Collected data entries:
□ □ □ □
PR #2825, opened 2023-03-14
support >1 custom fields per system in datamap export

adamsachs:
Closes https://github.com/ethyca/fidesplus/issues/679. 

### Code Changes

* for systems with privacy declarations and with custom field data, our iteration to add the custom field data looked like this:
    * for each custom field, iterate over each product (row of output data); and then within each product (row), add the custom field value to the row, and add the row to the list of output rows (the `cartesian_product_of_declaration` itself gets appended to the `output_list`):

```
if system_custom_field_data:
  for _, v in system_custom_field_data.items():
    for product in cartesian_product_of_declaration_builder:
      product.append(v)
      cartesian_product_of_declaration.append(tuple(product))
```

* this had the effect of adding a new _row_ of output data for each custom field - which is not what we want!
* instead, what we do now is: for each product (row), iterate over each custom field; within each custom field, add it to the row; then, add the updated row to the ultimate list of output rows:

```
for product in cartesian_product_of_declaration_builder:
  if system_custom_field_data:
    for _, v in system_custom_field_data.items():
      product.append(v)
  cartesian_product_of_declaration.append(tuple(product))
```

* separately: added in a bunch of "brute force" end-to-end automated tests around datamap export

### Steps to Confirm

* it's a bit tricky to manually test this on just `fides` since we rely on both the datamap UI and the custom field UI that's available only in `fidesplus` - (even more of a reason to add the automated tests!)
    * it's worth noting, the automated tests that were added were failing before this fix was in place - specifically the `test_datamap_privacy_declarations_two_custom_fields` test case
* the steps in https://github.com/ethyca/fides/pull/2775 can be used as a reference and adjusted accordingly

### Pre-Merge Checklist

* Documentation:
* [x] Update `CHANGELOG.md`

### Description Of Changes

The code change for this particular fix is small - just switching around a nested iteration that had the wrong nesting order.

More substantially, I decided to add a fair amount of "end-to-end" test coverage around the `export_datamap` endpoint and its handling of custom metadata. Previously the automated tests were not doing much besides confirming we got the appropriate response code - in fact, the response bodies in the tests weren't actually populated with any data, they just had the "column header" row. Within the 2.8.x releases/hotfixes, we've experiencing a bit of 'whack-a-mole' with the datamap generation code - as we've fixed one problem, other problems have arisen. Even if the "new" problems haven't been directly caused by the fixes to the "old" problems, trying to manually cover all test cases with each new fix has proven difficult and time consuming. Additionally, without test cases covering the export code and custom metadata, it was difficult to get a debugger onto some of the problem states, meaning we'd need to rely on static analysis of some rather complex data manipulation code. In short - automated tests are a pretty critical first step for trying to make this more robust!

The test coverage that was added is a _brute force_ approach to all (or most) of the different combinations of features/scenarios that can arise with the datamap export and custom metadata as we have it now. This probably isn't a good final state for this test coverage, but I decided to go the brute force approach for now, because:
- having _any_ automated_ test coverage of the custom metadata export, even if it's a bit unwieldy, is a lot better than not having any! the end-to-end "integration" tests here allow us to feel confident that we've got the functionality we need in place
- we need a fix for the >1 custom fields problem quickly, as it's impacting customers
- we should likely refactor some of the datamap export code anyway since the use now for the export has drifted from its original use as a CLI command; at that point, we can improve the test coverage
    - i'll create a tech debt follow-up ticket for this item so we don't lose track of it

-- UPDATE -- 

I'm noticing that we did already have _some_ test coverage around custom field and datamap export in https://github.com/ethyca/fides/blob/main/tests/ctl/core/test_export.py - but it seems minimal. going forward, we could look at updating that to provide more comprehensive _unit_ test coverage that's a bit more maintainable, rather than relying only on the brute force, end-to-end integration tests i've got in this PR. that being said, i still think the integration tests here are helpful in ensuring our end-to-end functionality is working well across a variety of use cases.

### DIFF
--- a/src/fides/core/export.py
+++ b/src/fides/core/export.py
@@ -317,15 +317,11 @@ def generate_system_records(  # pylint: disable=too-many-nested-blocks, too-many
                     for dataset_reference in dataset_references
                 ]
                 cartesian_product_of_declaration = []
-                if system_custom_field_data:
-                    for _, v in system_custom_field_data.items():
-                        for product in cartesian_product_of_declaration_builder:
+                for product in cartesian_product_of_declaration_builder:
+                    if system_custom_field_data:
+                        for _, v in system_custom_field_data.items():
                             product.append(v)
-                            cartesian_product_of_declaration.append(tuple(product))
-                else:
-                    cartesian_product_of_declaration = [
-                        tuple(x) for x in cartesian_product_of_declaration_builder
-                    ]
+                    cartesian_product_of_declaration.append(tuple(product))
 
                 output_list += cartesian_product_of_declaration
         else:
--- a/tests/ctl/api/test_datamap.py
+++ b/tests/ctl/api/test_datamap.py
@@ -1,53 +1,509 @@
 # pylint: disable=missing-docstring, redefined-outer-name
+from typing import Any
+
 import pytest
+from fideslang import models
 from starlette.testclient import TestClient
 
 from fides.api.ctl.routes.util import API_PREFIX
 from fides.api.ctl.sql_models import (  # type: ignore[attr-defined]
     CustomField,
     CustomFieldDefinition,
+    System,
 )
+from fides.api.ops.util.data_category import DataCategory
 from fides.core.config import FidesConfig
+
+HEADERS_ROW_RESPONSE_PAYLOAD = {
+    "dataset.name": "Fides Dataset",
+    "system.name": "Fides System",
+    "system.administrating_department": "Department or Business Function",
+    "system.privacy_declaration.data_use.name": "Purpose of Processing",
+    "system.joint_controller": "Joint Controller",
+    "system.privacy_declaration.data_subjects.name": "Categories of Individuals",
+    "unioned_data_categories": "Categories of Personal Data (Fides Taxonomy)",
+    "system.privacy_declaration.data_use.recipients": "Categories of Recipients",
+    "system.link_to_processor_contract": "Link to Contract with Processor",
+    "third_country_combined": "Third Country Transfers",
+    "system.third_country_safeguards": "Safeguards for Exceptional Transfers of Personal Data",
+    "dataset.retention": "Retention Schedule",
+    "organization.link_to_security_policy": "General Description of Security Measures",
+    "system.data_responsibility_title": "Role or Responsibility",
+    "system.privacy_declaration.data_use.legal_basis": "Article 6 lawful basis for processing personal data",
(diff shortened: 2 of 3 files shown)


src/fides/core/export.py
```diff
@@ -317,15 +317,11 @@ def generate_system_records(  # pylint: disable=too-many-nested-blocks, too-many
...
+                for product in cartesian_product_of_declaration_builder:
+                    if system_custom_field_data:
+                        for _, v in system_custom_field_data.items():
                             product.append(v)
-                            cartesian_product_of_declaration.append(tuple(product))
-                else:
-                    cartesian_product_of_declaration = [
-                        tuple(x) for x in cartesian_product_of_declaration_builder
-                    ]
+                    cartesian_product_of_declaration.append(tuple(product))
```
NevilleS, line 324: So the real _change_ here seems to be basically inverting the order of this, i.e.
* Before: for each custom field and each product....
* After: for each product and each custom field...

Can you provide some explanation as to why this fixes the issue?

adamsachs: right, but with one more key detail: we move the `cartesian_product_of_declaration.append(tuple(product))` operation into the level of _for each product_  - which is only really possible if we invert the nesting order as you mention.

i tried to summarize this in the PR description with this point:
> for systems with privacy declarations and with custom field data, add in all of the custom field data per output row, rather than adding new output rows for each custom field

but maybe that's keeping it too high-level? i can add in some more detail to hopefully make that clearer

adamsachs: @NevilleS i've updated the PR description to explain the fix a bit more thoroughly. let me know what you think - i hope i haven't made things more confusing!

tests/ctl/api/test_datamap.py
```diff
@@ -1,79 +1,882 @@
...
 from fides.api.ctl.routes.util import API_PREFIX
 from fides.api.ctl.sql_models import (  # type: ignore[attr-defined]
     CustomField,
     CustomFieldDefinition,
+    System,
 )
+from fides.api.ops.util.data_category import DataCategory
 from fides.core.config import FidesConfig
 
+HEADERS_ROW_RESPONSE_PAYLOAD = {
```
seanpreston, line 17: Thankyou for taking the time to add these!

seanpreston:
Thanks @adamsachs, great work!

Screenshot 2023-03-14 at 16 20 12

seanpreston (approved):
□ □ □ □
[Required work]
Determine how many lines of the records above hold the word "rows" and give the number with nothing added.

[Task answer]
3